Issue #184, opened 2018-07-22
evil-mc


jojojames:
evil-mc has this keymap:

```
(defvar evil-mc-key-map
  (let ((map (make-sparse-keymap))
        (keys '(("grm" . evil-mc-make-all-cursors)
                ("gru" . evil-mc-undo-all-cursors)
                ("grs" . evil-mc-pause-cursors)
                ("grr" . evil-mc-resume-cursors)
                ("grf" . evil-mc-make-and-goto-first-cursor)
                ("grl" . evil-mc-make-and-goto-last-cursor)
                ("grh" . evil-mc-make-cursor-here)
                ("grj" . evil-mc-make-cursor-move-next-line)
                ("grk" . evil-mc-make-cursor-move-prev-line)
                ("M-n" . evil-mc-make-and-goto-next-cursor)
                ("grN" . evil-mc-skip-and-goto-next-cursor)
                ("M-p" . evil-mc-make-and-goto-prev-cursor)
                ("grP" . evil-mc-skip-and-goto-prev-cursor)
                ("C-n" . evil-mc-make-and-goto-next-match)
                ("grn" . evil-mc-skip-and-goto-next-match)
                ("C-t" . evil-mc-skip-and-goto-next-match)
                ("C-p" . evil-mc-make-and-goto-prev-match)
                ("grp" . evil-mc-skip-and-goto-prev-match))))
    (dolist (key-data keys)
      (evil-define-key 'normal map (kbd (car key-data)) (cdr key-data))
      (evil-define-key 'visual map (kbd (car key-data)) (cdr key-data)))
    map))
```

Which takes over the g/gr prefix. I think anyone using evil-collection and evil-mc is going to find some weird binding conflicts between the two.

I've had this HACK for a long time for evil-mc to remove the keymap completely and install my own.

```
  (defun +remove-evil-mc-keymap (&rest _args)
    "Brute force remove `evil-mc-key-map' from `evil-mode-map-alist'."
    (when-let ((evil-mc-map (assq 'evil-mc-mode evil-mode-map-alist)))
      (setq evil-mode-map-alist
            (delq evil-mc-map evil-mode-map-alist))))

  (advice-add 'evil-normalize-keymaps :after '+remove-evil-mc-keymap)
```

Anyone have a better idea on how to do this so we can make sure installing both packages is still a good experience?

Ambrevar:
[...]

PR #310, opened 2020-02-28
Bind evil-mc-cursors-map to `gC`

Silex:
Hello,

This follows https://github.com/gabesoft/evil-mc/pull/109, don't merge it yet there are things to sort out before.

For starter, I think https://github.com/emacs-evil/evil-collection/blob/master/modes/evil-mc/evil-collection-evil-mc.el#L34 is weird because there's no `evil-mc-map`. As you see below the keymap is named `evil-mc-key-map`. Also thus there's no `evil-mc-mode-map`?

``` emacs-lisp
(define-minor-mode evil-mc-mode
  "Toggle evil multiple cursors in a single buffer."
  :group 'evil-mc
  :init-value nil
  :keymap evil-mc-key-map
```

1. Should I rename both `evil-mc-map` and `evil-mc-mode-map` to `evil-mc-key-map`? What's the purpose of `evil-collection-evil-mc-maps`?
2. Should I add a defvar for `evil-mc-cursors-map`?
3. What do you think of `gC`? Something else comes to mind?

### DIFF
--- a/modes/evil-mc/evil-collection-evil-mc.el
+++ b/modes/evil-mc/evil-collection-evil-mc.el
@@ -31,15 +31,13 @@
 (require 'evil-mc nil t)
 (eval-when-compile (require 'subr-x)) ; `if-let*' and `when-let*'
 
-(defvar evil-mc-map)
-(defconst evil-collection-evil-mc-maps '(evil-mc-mode-map))
+(defvar evil-mc-key-map)
+(defconst evil-collection-evil-mc-maps '(evil-mc-key-map))
 
 (defun evil-collection-evil-mc-clear-keymap (&rest _args)
   "Brute force remove `evil-mc-key-map' from `evil-mode-map-alist'."
-  (evil-collection-when-let*
-      ((evil-mc-map (assq 'evil-mc-mode evil-mode-map-alist)))
-    (setq evil-mode-map-alist
-          (delq evil-mc-map evil-mode-map-alist))))
+  (evil-collection-when-let* ((map (assq 'evil-mc-mode evil-mode-map-alist)))
+    (setq evil-mode-map-alist (delq map evil-mode-map-alist))))
 
 ;;;###autoload
 (defun evil-collection-evil-mc-setup ()
@@ -51,6 +49,9 @@
   ;; details.
   (advice-add 'evil-normalize-keymaps
               :after 'evil-collection-evil-mc-clear-keymap)
+
+  (setq evil-mc-key-map (make-sparse-keymap))
+  (evil-define-key* '(normal visual) evil-mc-key-map (kbd "gz") evil-mc-cursors-map)
 
   ;; https://github.com/gabesoft/evil-mc/issues/70
   (add-hook 'evil-mc-after-cursors-deleted
--- a/modes/evil-mc/evil-collection-evil-mc.el
+++ b/modes/evil-mc/evil-collection-evil-mc.el
@@ -34,10 +34,13 @@
 (defvar evil-mc-key-map)
 (defconst evil-collection-evil-mc-maps '(evil-mc-key-map))
 
-(defun evil-collection-evil-mc-clear-keymap (&rest _args)
+(defun evil-collection-evil-mc-change-keymap (&rest _args)
   "Brute force remove `evil-mc-key-map' from `evil-mode-map-alist'."
   (evil-collection-when-let* ((map (assq 'evil-mc-mode evil-mode-map-alist)))
-    (setq evil-mode-map-alist (delq map evil-mode-map-alist))))
+    (setq evil-mode-map-alist (delq map evil-mode-map-alist))
+    (let ((map (make-sparse-keymap)))
+      (evil-define-key* '(normal visual) map (kbd "gz") evil-mc-cursors-map)
+      (add-to-list 'evil-mode-map-alist '(evil-mc-mode . map)))))
 
 ;;;###autoload
 (defun evil-collection-evil-mc-setup ()
@@ -48,10 +51,7 @@
   ;; See https://github.com/emacs-evil/evil-collection/issues/184 for more
   ;; details.
   (advice-add 'evil-normalize-keymaps
-              :after 'evil-collection-evil-mc-clear-keymap)
-
-  (setq evil-mc-key-map (make-sparse-keymap))
-  (evil-define-key* '(normal visual) evil-mc-key-map (kbd "gz") evil-mc-cursors-map)
+              :after 'evil-collection-evil-mc-change-keymap)
 
   ;; https://github.com/gabesoft/evil-mc/issues/70
   (add-hook 'evil-mc-after-cursors-deleted


Silex:
Previous history at #184

Ambrevar:
I don't use multi cursors, so I'm not the best judge here.

The evil-collection-evil-mc-maps is passed to the mode hook on init, see `evil-collection-init`.

So yes, I think the keymap names were a mistake and renaming to evil-mc-key-map makes sense.

"gC" seems good, althgough a bit hard to type maybe.

You only need to add a defvar if you are going to use the value of the symbol within the file.  In doubt, add the defvar.

Silex:
@Ambrevar: Thanks for the clarifications. About `gC` I agree it's not the best, I'll come up with something better.

I'll ping you when it's ready.

DanielRichtmann:
@Silex: Concerning the keybinding: How about `gz` like in doom?
https://github.com/hlissner/doom-emacs/blob/develop/modules/config/default/+evil-bindings.el

Silex:
@DanielRichtmann: interesting idea. In evil-magit `gz` is bound to `magit-jump-to-stashes`, but I guess we can live with that.

I was wondering about a binding more quick to use, but only `C-d` seems to be free & reasonable (it's currently bound to `delete-char` which almost no evil user use.

DanielRichtmann:
I agree on the former.
Personally the latter isn't too much of a concern for me since I mostly just use the C-n/C-p/C-t bindings.

Silex:
> Personally the latter isn't too much of a concern for me since I mostly just use the `C-n`/`C-p`/`C-t` bindings.

FYI those bindings won't be bound with this PR, only the `gr*` ones.

jojojames:
@Silex Was there an AI on our part or are you still noodling on the specific bindings?

> is weird because there's no evil-mc-map

You are probably right.

Silex:
@jojojames: sorry, I forgot about this PR. I have trouble finishing the implementation because I'm lost in keymaps land.

I read https://github.com/syl20bnr/spacemacs/wiki/Keymaps-guide and https://github.com/noctuid/evil-guide. I think I understand that there is `evil-mode-map-alist` that is used by evil to enable/disable keymaps according to the modes.

Then each mode defines normal/insert/visual keymaps and evil use these along with the state to activate/disable keymaps.

Then evil-collection comes along and uses `with-eval-after-load` for each mode, which calls `evil-collection-*-setup`, which usually calls `evil-collection-define-key` overwriting the mode's keymap.

1. Correct me if I'm wrong in this introduction.
1. Why can't I edebug `evil-collection-*-setup`? Is it actually only called once?
1. In evil-mc's case, I see that you simply remove evil-mc's keymap from evil (https://github.com/emacs-evil/evil-collection/blob/master/modes/evil-mc/evil-collection-evil-mc.el#L42). I tried then simply adding the new one (with `gz`), but that fails (see the TMP commit). Maybe this is due to my inability to properly debug/test my changes tho.
1. Any advices welcome. I want thinking, what about if we simply loop over `evil-mc-key-map` and unbind everything there? Then simply add the `gz` binding. Isn't that less tricky?

p.s: what does `AI` means in "Was there an AI on our part" ?

AndreaOrru:
What's the state of this? Currently I'm not able to use `evil-mc` and `evil-collection` together.

Silex:
@AndreaOrru: it's still planned, but I have more urgent things to do at the moment.

The questions from my last message are still open, I'm lost between all these keymaps and precedance and what not. Basically everything is _almost ready_ we just need to make it work, that is bind `evil-mc-cursors-map` to `gz`.

jojojames:
Sorry, didn't notice you left your last comment with questions. I thought you were perpetually busy so didn't re-read this thread until now.

> Correct me if I'm wrong in this introduction.

Corrrect

> Why can't I edebug evil-collection-*-setup? Is it actually only called once? (I C-u C-M-x on it, then M-x some-mode twice but it does not break. If I M-x eval-expression (evil-collection-*-setup) then it breaks.

Err, in this case, I recommend looking at the parts that make that file and interactively debugging/developing it. It only runs once with with-eval-after-load.

> In evil-mc's case, I see that you simply remove evil-mc's keymap from evil (https://github.com/emacs-evil/evil-collection/blob/master/modes/evil-mc/evil-collection-evil-mc.el#L42).

Yup.


> I tried then simply adding the new one (with gz), but that fails (see the TMP commit). Maybe this is due to my inability to properly debug/test my changes tho.

This mode is just tricky I think. The keybinding in it is not the easiest to work with, and evil bindings are a little harder to reverse. 


> Any advices welcome. I was thinking, what about if we simply loop over evil-mc-key-map and unbind everything there? Then simply add the gz binding. Isn't that less tricky?

I tried the below out real quickly and it seems to work for me. Using combinations of evil-define-key/collection-define-key, etc doesn't seem to work as the binding seems to be *sticky* on the original binding.

If we use define-key and manually switch out the keymaps, it should work.. but we run into the problem that evil-collection-define-key does more than just bind keys, it also checks white/blacklist and records the keybinding. So I added that below. I'm not sure I'm happy about moving these bits of logics into the modes though. I'd prefer it stay in evil-collection.el.

You might be able to play with this further to get you where you want. Ideally a solution that uses just evil-collection-define-key would be ideal but evil-mc might also be a special case...

```
(defun evil-collection-can-bind-key-p (key)
  "Check if KEY can be bound in `evil-collection'."
  (let ((whitelist (mapcar 'kbd evil-collection-key-whitelist))
        (blacklist (mapcar 'kbd evil-collection-key-blacklist)))
    (or (and whitelist (member key whitelist))
        (not (member key blacklist)))))

(defun evil-collection-evil-mc-change-keymap (&rest _args)
  ""
  (evil-collection-when-let*
      ((evil-mc-map (assq 'evil-mc-mode evil-mode-map-alist)))

      (when (evil-collection-can-bind-key-p "gz")
        (let ((map-sym 'evil-mc-key-map)
              (key "gz")
              (def evil-mc-cursors-map))
          (annalist-record 'evil-collection 'keybindings
                           (list map-sym 'normal key def)
                           :local (or (eq map-sym 'local)
                                      (local-variable-p map-sym)))
          (define-key map key def)))
      (setq evil-mc-key-map map)
      (setf (cdr (assq 'evil-mc-mode minor-mode-map-alist)) map)
      (setf (cdr (assq 'evil-mc-mode evil-mode-map-alist)) map))))

  (advice-add 'evil-normalize-keymaps
              :after 'evil-collection-evil-mc-change-keymap)


```


> p.s: what does AI means in "Was there an AI on our part" ?

Action Item

Silex:
> Sorry, didn't notice you left your last comment with questions. I thought you were perpetually busy so didn't re-read this thread until now.

Unfortunately I think you are right. I just don't have enough time to maintain my Emacs activities 😢 

I'll see if I can find some time to implement your ideas, but I'm thinking of finding maintainers for my packages.

jojojames:
Sounds good, will close this for now. :D

Silex:
I'm somewhat back to Emacs :partying_face: 

I'll try to reopen this soonish.

Silex:
@jojojames can you reopen this? I found something very simple and it works!

jojojames:
It's not allowing me to due to some 'master branch was force pushed' message. Better to create a new PR I guess.

Silex:
Continuing in #565

PR #315, opened 2020-03-26
Updated gnus bindings

MorganJamesSmith:
Added bindings for the remaining 3 gnus modes (group, server, and
browse) and also reworked some bindings that seemed unintuitive.

These aren't perfect, but it's a start. When I started using gnus it was jarring for only some of the modes to be supported. This fixes that problem.

It compiles using cask, and the linter didn't throw any new warnings

### DIFF
--- a/modes/gnus/evil-collection-gnus.el
+++ b/modes/gnus/evil-collection-gnus.el
@@ -233,8 +233,8 @@
     "a"         'gnus-server-add-server
     "y"         'gnus-server-copy-server
     "e"         'gnus-server-edit-server
-    "g"         'gnus-server-regenerate-server
-    "h"         'describe-mode
+    "gr"        'gnus-server-regenerate-server
+    "g?"        'describe-mode
     "i"         'gnus-server-toggle-cloud-server
     "d"         'gnus-server-kill-server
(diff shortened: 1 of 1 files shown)


modes/gnus/evil-collection-gnus.el
```diff
@@ -192,7 +185,75 @@
...
+    "I"         'gnus-server-set-cloud-method-server
+    "L"         'gnus-server-offline-server
+    "O"         'gnus-server-open-server
+    "R"         'gnus-server-remove-denials
+    "S"         'gnus-server-show-server
+    "a"         'gnus-server-add-server
+    "y"         'gnus-server-copy-server
+    "e"         'gnus-server-edit-server
+    "g"         'gnus-server-regenerate-server
+    "h"         'describe-mode
```
Ambrevar: Avoid binding to `hjkl` it can be frustrating.  Prefer `g?` for this one.

MorganJamesSmith: My bad! That one slipped through copy pasted from the original bindings. It's one of the lesser used modes so I wasn't bugged by it yet. Thanks for catching that!

Ambrevar:
Thanks!

Issue #320, opened 2020-04-19
evil-collection-unimpaired-insert-space-above  works not as expected


anuvyklack:
Description :octocat:
The `evil-collection-unimpaired-insert-space-above` command seems to work not like expect when the line is empty, or when the cursor is at the first column.

Reproduction guide 🐞
Open a file with enabled Evil mode and navigate to a line with the text.
Execute the `evil-collection-unimpaired-insert-space-above` command (`[ SPC`).

Observed behavior: 👀 💔
When the cursor is in the middle of a line that has text, the cursor stays in its position in the text and the current line shifts downward, relatively, as blank lines appear above the current line. This is what we want.

But when the cursor is in a blank line, it seems to stay in place, but blank lines appear beneath the current line.

And when the cursor is in a line containing text and positioned at the first column, the new line appears above but the cursor moves into it.

Expected behavior: ❤️ 😄
The `evil-collection-unimpaired-insert-space-above` should always insert lines above the cursor, regardless of whether the current line has any text content.

I spent some time trying to figuring out why, and it seems that this behavior is due to the [save-excursion](https://github.com/emacs-evil/evil-collection/blob/493d523c9bcdeb2213f18cbf73c9e33de854dd34/modes/unimpaired/evil-collection-unimpaired.el#L81) function: it does not restore the point position (or do it wrong) if the cursor is at the beginning of the line.

anuvyklack:
I am learning lisp third day, and sure there is a better solution but this function seems to solve the problem:

```lisp
(defun evil-collection-unimpaired-insert-space-above (count)
  "Insert space above current line"
  (interactive "p")
  (dotimes (_ count)
    ;; (defvar-local position (point))
    (setq position (point))
    (save-excursion (evil-insert-newline-above))
    (goto-char (+ position 1))
    (makunbound 'position)
  )
)
```

If use `defvar-local` instead of `setq` it doesn't work. I don't know why.

jojojames:
If it's save-excursion that may be the problem, maybe save-mark-and-excursion?

anuvyklack:
No `save-mark-and-excursion` also doesn't work.

anuvyklack:
This is better soluion:

```lisp
(defun evil-collection-unimpaired-insert-space-above (count)
  "Insert space above current line"
  (interactive "p")
  (dotimes (_ count)
    (save-excursion (evil-insert-newline-above))
    (if (bolp) (forward-char 1))
  )
)
```

PR #321, opened 2020-04-20
Fix bug in unimpaired module.

anuvyklack:
Related to #320.
Also, took `save-excursion` out of the loop, to make it executed only once instead of calling it on each iteration.

### DIFF
--- a/modes/unimpaired/evil-collection-unimpaired.el
+++ b/modes/unimpaired/evil-collection-unimpaired.el
@@ -78,12 +78,13 @@
 (defun evil-collection-unimpaired-insert-space-above (count)
   "Insert space above current line"
   (interactive "p")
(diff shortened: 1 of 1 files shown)


modes/unimpaired/evil-collection-unimpaired.el
```diff
@@ -78,12 +78,13 @@
 (defun evil-collection-unimpaired-insert-space-above (count)
   "Insert space above current line"
   (interactive "p")
-  (dotimes (_ count) (save-excursion (evil-insert-newline-above))))
+  (save-excursion (dotimes (_ count) (evil-insert-newline-above)))
+  (if (bolp) (forward-char count)))
```
Ambrevar, line 82: Prefer `when` to `if` when there is no "else" form.  Otherwise looks good to me!

Ambrevar:
Thanks!

PR #326, opened 2020-05-05
Add imenu jumps to the Evil jump list

fishyfriend:
Adding imenu navigation to the jump list is natural, since many or most other navigation actions already add to the jump list by default. (Search for `:jump` in [evil-commands.el](https://github.com/emacs-evil/evil/blob/master/evil-commands.el.) to see.)

### DIFF
--- a/evil-collection.el
+++ b/evil-collection.el
@@ -175,6 +175,7 @@ through removing their entry from `evil-collection-mode-list'."
     image
     image-dired
     image+
+    imenu
     imenu-list
     indium
     info
--- a/modes/imenu/evil-collection-imenu.el
+++ b/modes/imenu/evil-collection-imenu.el
@@ -1,0 +1,38 @@
+;;; evil-collection-imenu.el --- Evil integration for `imenu' -*- lexical-binding: t -*-
+
+;; Copyright (C) 2020 Jacob First
+
+;; Author: Jacob First <jacob.first@member.fsf.org>
+;; Maintainer: James Nguyen <james@jojojames.com>
+;; URL: https://github.com/emacs-evil/evil-collection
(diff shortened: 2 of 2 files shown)


Ambrevar:
I'm not familiar with "imenu jumps" or Evil jump list.  What do they do?

fishyfriend:
By "imenu jump" I simply mean the movement that occurs when a user navigates to a definition using `imenu`. So, for example, let's say I'm editing an Elisp file that imenu has indexed, and I have positioned point somewhere inside `(defun foo () ...)`. Now I run `M-x imenu` and select `bar` from the list of index items. This causes point to move to `(defun bar ...)`. This movement of point would constitute one "jump."

(Imenu is an Emacs built-in package that indexes definitions in a file and allows navigating to them via the `imenu` command. Here's the [manual page](https://www.gnu.org/software/emacs/manual/html_node/emacs/Imenu.html) for slightly more.)

The jump list is a Vi feature implemented by Evil. It's a list of locations where point has been previously. The default bindings `C-o` and `C-i` allow to navigate backwards and forwards through the list.  The list is updated only after certain commands like searching (`/`), visiting next match (`n`), or navigating to a marker (<code>`</code>), so it is useful for navigating quickly through the history of locations you have visited in a file.  It is somewhat like Emacs' built-in [mark ring](https://www.gnu.org/software/emacs/manual/html_node/emacs/Mark-Ring.html), except that the locations are added to the list automatically.

I have added a rationale to the PR description so it's clearer.

Ambrevar:
Thanks for the details and nice patch!

fishyfriend:
Cheers - thanks for the review!

PR #338, opened 2020-05-23
Add delete and prev/next prompt bindings for vterm

ajgrf:
This PR fixes the delete key for vterm, and adds bindings to jump to the previous or next prompt.


Ambrevar:
Thanks!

++++++++++++++++++++

◆ **Exercise directions**: Go through the records, tally the lines holding the word "until", and give only the tally.

◆ **Response box**: 2